Methods: This was an institutional based cross-sectional study conducted at select health facilities in the Tigray region of Ethiopia. Random sampling technique was employed to select health facilities and systematic sampling was used to select the study participants. Data was entered by using Epi info version 3.5.1 and was analyzed using SPSS version 20. Bivariate and multivariate analysis was done to assess the association between exposure to intimate partner violence during pregnancy and birth asphyxia after adjusting for possible confounders.

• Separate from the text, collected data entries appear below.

Issue #2029, opened 2022-04-19
Make API Documentation More User Friendly


david-clark-1043:
# CL API Docs Review
I reached out to @mlissner via email for something to help with, and he pointed me to cleaning up the API docs as something that is not being actively worked on. I have done some preliminary research on some other open source projects and their docs to compare. This is a summary of some of those ideas. These ideas can, and should, be split out into individual issues for work, but I figured putting it all in one to start might be useful to get some high-level ideas flowing.  

Problem
Links to Other Docs
Images for Comparison
<b>Ideas</b>  
- Pagination
- Whitespace and Spacing
- Table of Contents Placement
- Table of Contents Nesting
- Getting Started Content
- Docs Project Structure

Conclusion
## Problem
The current [docs](https://www.courtlistener.com/api/rest-info/) are a single page, and (no offense) a little unwieldy. Making the docs more user friendly makes people more likely to use and support the project. More people using it means more great solutions for legal professionals that people seeking legal advice could greatly benefit from.  

## Other Examples

Here is a table of other example docs and their source code. React, Django, and Express also have at least a short guide for contributing to the docs specifically. Bootstrap less so. Bootstrap also includes its docs in the main project similar to CL, while the others have dedicated separate projects (See Point 5)

| Docs | Repo | Guides | Additional Info |
|---|---|---|---|
[React Docs](https://reactjs.org)  | [React Docs Repo](https://github.com/reactjs/reactjs.org)  | [React Contributing to the Docs](https://github.com/reactjs/reactjs.org/blob/main/CONTRIBUTING.md#guidelines-for-text) | N/A |
[Bootstrap Docs](https://getbootstrap.com/docs/4.1/getting-started/introduction/)  | [Bootstrap Docs Repo](https://github.com/twbs/bootstrap/tree/main/site/content/docs) | [Bootstrap Docs Section of Readme](https://github.com/twbs/bootstrap#documentation) | Seems to use [Hugo](https://gohugo.io/documentation/) |
[Django Docs](https://docs.djangoproject.com)  | [Django Docs Repo](https://github.com/django/djangoproject.com)  | [Django Contributing to the Docs](https://docs.djangoproject.com/en/dev/internals/contributing/writing-documentation/) | Appears to use [Read the Docs](https://readthedocs.org/) and [Sphinx](https://www.sphinx-doc.org/en/master/)  
[...]

PR #3025, opened 2023-08-15
docs(all help files): keep menu on screen

dschnelldavis:
On all help pages, affix left menu so it stays on the screen, even as the rest of the page scrolls down.

contributes to issue #2029


mlissner:
@dschnelldavis, can you share two things for this:

1. A gif of it in action (you can upload it to this PR). In general, screenshots or gifs make this kind of PR much easier to review.

2. A link to the documentation for the feature? I want to learn more! 

Thank you!

dschnelldavis:
I don't know how to make an animated .gif. Here's a .png screen shot of the feature.

Essentially, the menu scrolls with the body a little, until it reaches the top of the page, where it stays fixed as you continue to scroll the rest of the page.

dschnelldavis:
The documentation on this feature is very bad (essentially nonexistant). If you Google "bootstrap 3 fixed side menu", this is the best result:
https://stackoverflow.com/questions/19681895/how-to-create-a-sticky-left-sidebar-menu-using-bootstrap-3

Essentially, you add the following to a div around what you want to fix:
```
data-spy="affix" data-offset-top="165"
```
Which says you want to fix it, and how far to let it scroll before it becomes fixed.

Then you add a little CSS:
```
#toc.affix-top {
  position: static;
  width: 250px;
}

#toc.affix {
  position: fixed;
  top: 0;
  width: 250px;
}
```
Which describes how you want it to act before and after it's fixed.

Once I figured it out, implementing it was easy. The only hard part was tracking down the instructions for what to do. (Hence the importance of good help files. :-)

mlissner:
Hm, so I found this documentation for bootstrap:

https://getbootstrap.com/docs/3.4/javascript/#affix

It references `position:sticky`:

https://developer.mozilla.org/en-US/docs/Web/CSS/position#sticky_positioning

Looking at that and playing a bit, I was able to get the menu to stick without tweaking any JS or HTML, just by adding `position:sticky; top: 0;` to the CSS. 

Did you play with that?

dschnelldavis:
The Bootstrap docs you link to would have been helpful while I was implementing it. Nonetheless, it looks like I did it correctly.

I did play with position:sticky a little, but it didn't work for me, so I must have done something wrong.

The current solution uses the bootstrap recommended html attributes, a little CSS, and no JavaScript. So it's not pure CSS, but it's pretty close. If you'd prefer a 100% CSS solution, we can do that instead, but I don't think it will perform any better than what we've already got.

mlissner:
I think a CSS solution is better. We're going to move off of bootstrap at some point soon, so doing less with it is nice. I got it working by adding `position:sticky; top:0` to the whole sidebar. I feel like it could be done better, but it worked pretty easily?

dschnelldavis:
OK, I removed the Bootstrap specific code, and re-implemented it with pure CSS using `position:sticky; top:0`. Functionally, it works the same as before.

mlissner:
Much nicer! Merging, thank you! @flooie is doing similar work in an upcoming PR, so don't be surprised if the way you implemented this gets tweaked soon.

PR #3028, opened 2023-08-17
Update bulk data script

quevon24:
The last backups of July already differentiate between null and empty, but now the problem is that psql by default writes welcome messages or some useful information about what is being executed and if you take a look at the new backups, the first line contains the "SET" message, this is easily solved by removing the first line in order to have the header on the first line.
```

SET
id,pacer_court_id,pacer_has_rss_feed,pacer_rss_entry_types,fjc_court_id,date_modified,in_use,has_opinion_scraper,has_oral_argument_scraper,position,citation_string,short_name,full_name,url,start_date,end_date,jurisdiction,notes
"acca",,,"","","2015-01-09 00:24:40.715+00","t","t","f","113.3","A.C.C.A.","Army Court of Criminal Appeals","Army Court of Criminal Appeals","https://www.jagcnet.army.mil/ACCA",,,"FS",""
"ag",,,"","","2017-01-27 22:35:06.131+00","t","t","f","113.04","Op. Att’y Gen.","Attorneys General","United States Attorneys General","https://www.justice.gov/olc/opinions-main",,,"FS",""
```
 
But by checking the psql [documentation](https://www.postgresql.org/docs/current/app-psql.html) you can prevent psql from printing these messages by passing the -q or --quiet option, this will prevent psql from printing those messages, it will only print the output query, in this case the output is redirected to bzip2 and then this file is copied to s3 using aws cl.

These changes pass the -q option to the command responsible for generating the backup

### DIFF
--- a/scripts/make_bulk_data.sh
+++ b/scripts/make_bulk_data.sh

Results: The prevalence of intimate partner violence during pregnancy was 7.3%. Eighty two (12.7%) babies were delivered with birth asphyxia. Intimate partner violence during pregnancy had significant association with birth asphyxia AOR (95% CI) =4.4(2-9.8). In addition to this residence, AOR (95% CI) =2.7(1.55-4.8), age>19,AOR (95% CI) =2.9(1.29-6.5), age 20-35, AOR (95% CI) =3.1(1.06-9.3), gestational age<37 weeks, AOR(95% CI)=7.2(3.5-14.8) and low birth weight, AOR(95% CI)=3.9(2.1-7.3) had significant association with birth asphyxia.
Conclusions: The prevalence of birth asphyxia in this study is high. Women who experienced intimate partner violence during pregnancy increased the risk of birth asphyxia.